I reloaded my shotgun and aimed at the target and, for the first time that day, hit the bull’s-eye. I turned back to Dad and Terry, but neither had seen it. They were both unmoving, two brothers standing together but alive in very different worlds.

***

That night I buried myself deep under the covers. The shots Terry was firing at Dad seemed to be missing the target and hitting me instead. It occurred to me that the uncompromising position Dad held in the face of death was likely to be my own someday. Despite my desire to be his mirror opposite, I had to admit there were disturbing similarities between us. I also had a restless inquiring mind that aimed to solve the mysteries of creation, and like him, I didn’t know how to find respite from this fruitless, unending investigation. I wasn’t so sure Terry wasn’t rocking my boat on purpose. He must have known Dad wasn’t going to change one atom of his personality, and that’s why he was intent on dragging me along for these outings. He was aiming at me and getting me square on. I knew that somewhere within me was a spiritual inclination that Dad lacked, but it was still faint and unresolved. It wouldn’t take much to wake up one day and find I’d drifted away from my own center and was now tracing my father’s footsteps like a zombie.

There was a knock on the door. I didn’t say anything, but the door opened anyway. Terry waddled into the bedroom sideways.

“Damn these narrow doorways. Hey, Jasper, I need to pick your brain. What can we do to make your father’s final days wonderful?”

“Fuck, Terry. We can’t. Just leave him be.”

“I know! Maybe we should go on a trip.”

“All of us? Together?”

“Yes! In the country! We could go visit Eddie, see how he’s getting on.”

“I don’t think that’s such a hot idea.”

“Your father’s not doing so good. I think to be in the company of his oldest friend might be just what he needs. And besides, the countryside could freshen him up.”

“You can’t freshen him up. He’s putrefying.”

“I’m going to tell everyone.”

“Wait- what about the cooperative? Don’t you have prostitutes to pimp, opium to grow, guns to trade?”

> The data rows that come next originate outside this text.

PR #6117, opened 2025-07-11
feat(web+mobile) MixPanel event tracking

vseehausen:
## What it solves

Adds MixPanel SDK.
Adds user_attributes collection.
Adds tracking of first event APP_LAUNCH.

## Checklist

---

## CLA signature

### DIFF
--- a/yarn.lock
+++ b/yarn.lock
@@ -2847,24 +2847,6 @@ __metadata:
   languageName: node
   linkType: hard
 
-"@cowprotocol/app-data@npm:^2.4.0, @cowprotocol/app-data@npm:^2.5.1":
-  version: 2.5.1
-  resolution: "@cowprotocol/app-data@npm:2.5.1"
-  dependencies:
-    ajv: "npm:^8.11.0"
-    cross-fetch: "npm:^3.1.5"
-    ipfs-only-hash: "npm:^4.0.0"
-    json-stringify-deterministic: "npm:^1.0.8"
-    multiformats: "npm:^9.6.4"
-  peerDependencies:
-    cross-fetch: ^3.x
-    ethers: ^5.0.0
-    ipfs-only-hash: ^4.x
-    multiformats: ^9.x
-  checksum: 10/c3f12caad56bd0f5bff8e3f6a399a89fdea2b3f01c9d5ed553c79bca2920cfe66254b17c2070d4d3b6a0e1e8ee41de2f172d0697bca697d704b62ffff78353d0
-  languageName: node
-  linkType: hard
-
 "@cowprotocol/app-data@npm:^3.1.0":
   version: 3.1.0
   resolution: "@cowprotocol/app-data@npm:3.1.0"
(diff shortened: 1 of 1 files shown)


apps/mobile/src/services/analytics/types.ts
```diff
@@ -56,3 +56,51 @@ export type AnalyticsLabel =
...
+}
+
+/**
+ * Event tracking types for MixPanel with humanized property names
+ */
+export interface SafeEventProperties {
+  'Safe ID': string
+  'Safe Version': string
+  Network: string
+  [key: string]: unknown
```
usame-algan: Is this needed?

apps/mobile/src/services/analytics/types.ts
```diff
@@ -56,3 +56,51 @@ export type AnalyticsLabel =
...
+  /** Number of signatures required to execute a transaction (Setup intent) */
+  threshold: number
+
+  /** Blockchain networks (Context for segmentation) */
+  networks: string[]
+
+  /** Timestamp of most recent transaction (Churn alerting) */
+  last_tx_at: Date | null
+
+  /** ID of parent Space if the Safe is grouped in a Space (Space-level grouping) */
```
usame-algan: IMO these comments are more confusing than they help. I would suggest removing them to increase readability of the file.

apps/web/src/services/analytics/mixpanel-tracking.ts
```diff
@@ -0,0 +1,305 @@
...
+const isMixPanelReady = (): boolean => {
+  if (typeof window === 'undefined') return false
+  if (!mixpanel) return false
+
+  try {
+    // Check if MixPanel is initialized by checking for required methods
+    return (
+      typeof mixpanel.track === 'function' &&
+      typeof mixpanel.people === 'object' &&
+      typeof mixpanel.identify === 'function'
```
usame-algan: Why do we have to check the types of these attributes in order to decide if mixpanel is ready? Isn't `if (!mixpanel) return false` above sufficient?

apps/web/src/services/analytics/mixpanel-tracking.ts
```diff
@@ -0,0 +1,305 @@
...
+ * Safely executes MixPanel operations with error handling
+ * @param operation Function to execute
+ * @param operationName Name of the operation for logging
+ */
+const safeMixPanelOperation = (operation: () => void, operationName: string) => {
+  try {
+    if (!isMixPanelReady()) {
+      if (!IS_PRODUCTION) {
+        console.warn(`MixPanel not ready for operation: ${operationName}`)
+      }
```
usame-algan: nit: I would suggest moving this higher up as an early return

apps/web/src/services/analytics/types.ts
```diff
@@ -66,3 +66,61 @@ export enum TxFlowType {
...
+
+/**
+ * Event tracking types for MixPanel with humanized property names
+ */
+export interface SafeEventProperties {
+  'Safe ID': string
+  'Safe Version': string
+  Network: string
+  [key: string]: any
+}
```
usame-algan: Just realized that we have this twice, once for web and once for mobile. If its needed for both I suggest moving it into the utils package.

apps/web/src/services/analytics/user-attributes.ts
```diff
@@ -0,0 +1,173 @@
...
+      } catch (error) {
+        createdAt = new Date()
+      }
+
+      const userAttributes: SafeUserAttributes = {
+        safe_id: safeAddress,
+        created_at: createdAt,
+        safe_version: safeInfo.version || '1.0.0',
+        num_signers: safeInfo.owners?.length || 0,
+        threshold: safeInfo.threshold || 1,
```
usame-algan: Further up we return early if `safeInfo` doesn't exist. Do we still need these fallbacks?

usame-algan (changes requested):
Please only focus on web or mobile for now to keep changes smaller and decide on one specific event e.g. SafeCreated to support. Safe apps are not supported on mobile yet so adding this code for mobile only adds noise.

PR #6120, opened 2025-07-11
Fix(Earn): Rename reward rate to Earn, remove reward rate from withdraw

usame-algan:
## What it solves

Resolves [MOB-56](https://linear.app/safe-global/issue/MOB-56/mobile-kilnmorpho-decodingshow-transactions-on-mobile#comment-489578c8)

## How this PR fixes it

- Renames Reward rate to Earn (after fees)
- Renames Reward rate to Earn inside additional reward block
- Adds the current reward to the tx details on web
- Fixes layout issues with additional reward
- Slightly adjusts Tab color on mobile

## How to test it

1. Open the app
2. Go to pending transactions
3. View a deposit and withdraw
4. Observe no reward rate but instead Earn

## Screenshots

Screenshot 2025-07-11 at 14 40 19
Screenshot 2025-07-11 at 14 40 29

## Checklist

---

## CLA signature

### DIFF
--- a/apps/web/src/features/earn/components/VaultRedeemConfirmation/index.tsx
+++ b/apps/web/src/features/earn/components/VaultRedeemConfirmation/index.tsx
@@ -8,6 +8,7 @@ import { DataTable } from '@/components/common/Table/DataTable'
 import { DataRow } from '@/components/common/Table/DataRow'
 import IframeIcon from '@/components/common/IframeIcon'
 
+// TODO: Check if additional rewards can actually appear for a withdraw/redeem
 const AdditionalRewards = ({ txInfo }: { txInfo: VaultRedeemTransactionInfo }) => {
   if (!txInfo.additionalRewards[0]) return null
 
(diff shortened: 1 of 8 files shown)


apps/web/src/features/earn/components/VaultRedeemConfirmation/index.tsx
```diff
@@ -8,6 +8,7 @@ import { DataTable } from '@/components/common/Table/DataTable'
 import { DataRow } from '@/components/common/Table/DataRow'
 import IframeIcon from '@/components/common/IframeIcon'
 
+// TODO: Check if additional rewards can actually appear for a withdraw/redeem
```
compojoom, line 11: When are we going to check this?

compojoom (approved):

apps/web/src/features/earn/components/VaultRedeemConfirmation/index.tsx
usame-algan: From what I can see is that we do fetch extra rewards on the CGW for every vault interaction but for redeems/withdraws the claimable amount is always 0 thats why we don't display it. I remember Kiln mentioning that claiming these extra rewards will remain as a separate step but we should check with them.

usame-algan: I would leave this for now until we know for certain that this will not be implemented on Kiln side.

PR #6122, opened 2025-07-11
feat(mobile): integrate address book with Receiver component in transaction details

tmjssz:
## What it solves

Resolves [MOB-94](https://linear.app/safe-global/issue/MOB-94/use-names-from-the-addressbook-on-the-tx-details)
This PR enhances the transaction details to display contact names from the address book when available.

## How this PR fixes it
The `Receiver` component now prioritizes contact names from the address book over transaction data. Falls back to transaction data names when no contact exists.

## How to test it
1. Create a transaction to an address that is also in the address book (e.g. to the Safe itself)
2. Navigate to the queued transaction
3. Open the transaction details
4. Observe the address book name above the address value in the `to` field

## Screenshots
Simulator Screenshot - iPhone 15 Pro Max - 2025-07-16 at 18 12 29

## Checklist

---

## CLA signature

### DIFF
--- a/apps/mobile/src/features/AdvancedDetails/components/Receiver/Receiver.tsx
+++ b/apps/mobile/src/features/AdvancedDetails/components/Receiver/Receiver.tsx
@@ -3,6 +3,7 @@ import { View, Text } from 'tamagui'
 import { TransactionDetails } from '@safe-global/store/gateway/AUTO_GENERATED/transactions'
 import { Logo } from '@/src/components/Logo'
 import { SafeFontIcon } from '@/src/components/SafeFontIcon'
+import { Identicon } from '@/src/components/Identicon'
 import { useAppSelector } from '@/src/store/hooks'
 import { selectContactByAddress } from '@/src/store/addressBookSlice'
 
@@ -32,7 +33,11 @@ export function Receiver({ txData }: ReceiverProps) {
       gap="$2"
       alignSelf="flex-start"
     >
-      <Logo logoUri={logoUri} size="$4" />
+      <Logo
+        logoUri={logoUri}
+        size="$4"
+        fallbackContent={value ? <Identicon address={value as `0x${string}`} size={16} /> : undefined}
+      />
       <Text fontWeight={600}>{content}</Text>
       <SafeFontIcon name="check-oulined" color="$success" size={16} style={{ marginLeft: 'auto' }} />
     </View>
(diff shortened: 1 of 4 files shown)


apps/mobile/src/features/AdvancedDetails/components/Receiver/Receiver.tsx
```diff
@@ -3,13 +3,19 @@ import { View, Text } from 'tamagui'
...
+import { useAppSelector } from '@/src/store/hooks'
+import { selectContactByAddress } from '@/src/store/addressBookSlice'
 
 interface ReceiverProps {
   txData: TransactionDetails['txData']
 }
 
 export function Receiver({ txData }: ReceiverProps) {
-  const content = txData?.to.name
+  const { to: { value = '', name, logoUri } = {} } = txData || {}
```
compojoom, line 15: In the addressBookSlice the contact type is defined as:
export type Contact = Omit<AddressInfo, 'name'> & {
  name: string
  chainIds: string[]
}

maybe you could do the same here for to? 

```
 Omit<AddressInfo, 'name'> & {
  name: string
  }

```

apps/mobile/src/features/AdvancedDetails/components/Receiver/Receiver.tsx
```diff
@@ -26,7 +32,7 @@ export function Receiver({ txData }: ReceiverProps) {
       gap="$2"
       alignSelf="flex-start"
     >
-      <Logo logoUri={txData?.to.logoUri} size="$4" />
+      <Logo logoUri={logoUri} size="$4" />
```
compojoom: I am a bit confused here. I think that despite the fact that we have logoUri as something that might come from CGW - most of the time we return null. For contacts (and not just generic contracts) I would say that we should display the identicon, no?

tmjssz: We already show the identicon with the address value below. So it would be shown twice if we rendered it here as well which looks a bit weird to me.
Screenshot 2025-07-15 at 11 24 49

tmjssz: Maybe we could just render no image at all if the logoUri is null?
Screenshot 2025-07-15 at 11 30 04

apps/mobile/src/features/AdvancedDetails/components/Receiver/Receiver.tsx
tmjssz: We could do that but if we restrict the `ReceiverProps` interface we’ll need to add conditional checks for the txData prop when rendering `<Receiver ..>` instead of being able to pass in any txData object directly. The idea was to centralize those checks within the Receiver component itself.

“The others can take care of things until I get back.”

“Look, Terry. Dad doesn’t get lost in the beauty of nature. Natural phenomena make him sink into the worst kind of introspection. What he needs is distraction, not a journey into his interior. Besides, you’re sleeping with his wife and he knows it.”

“I’m not!”

“Come on, Terry. I saw her coming out of your room.”

“Look. Caroline’s frustrated. Your father doesn’t know how to cuddle, that’s all. He only uses one arm!”

It was pointless talking to Terry. His mind was made up. We would all of us go to a remote mountain village and stay with Eddie for a couple of weeks. I tore at my hair and overheard him break the news ungently to Dad and Caroline, and though it was a unanimously detested idea, the following morning he herded us all into the Jeep.

IX

During the drive I ruminated on what Terry had told me about Eddie’s history. His father had been the only doctor in the remote mountain village where they lived, and as a young man Eddie was expected to follow in his footsteps. It was his parents’ dream that Eddie would take over once his father retired, and such was the force of their will, it became Eddie’s dream too. Over the years they scraped and sacrificed to send their son to medical school, and he went along, filled with gratitude and enthusiasm.

Unfortunately, things went sour from the first day Eddie opened his medical textbooks. As much as he wanted to pursue “his” dream and please his parents, he found that he was offended by the slop inside the human body. So Eddie spent most of his internship dry-retching. There was really no part of human anatomy he could stomach: the lungs, the heart, the blood, the intestines were not simply repellent symbols of man’s animality, but so delicate and prone to disease and disintegration that he scarcely knew how people survived from one minute to the next.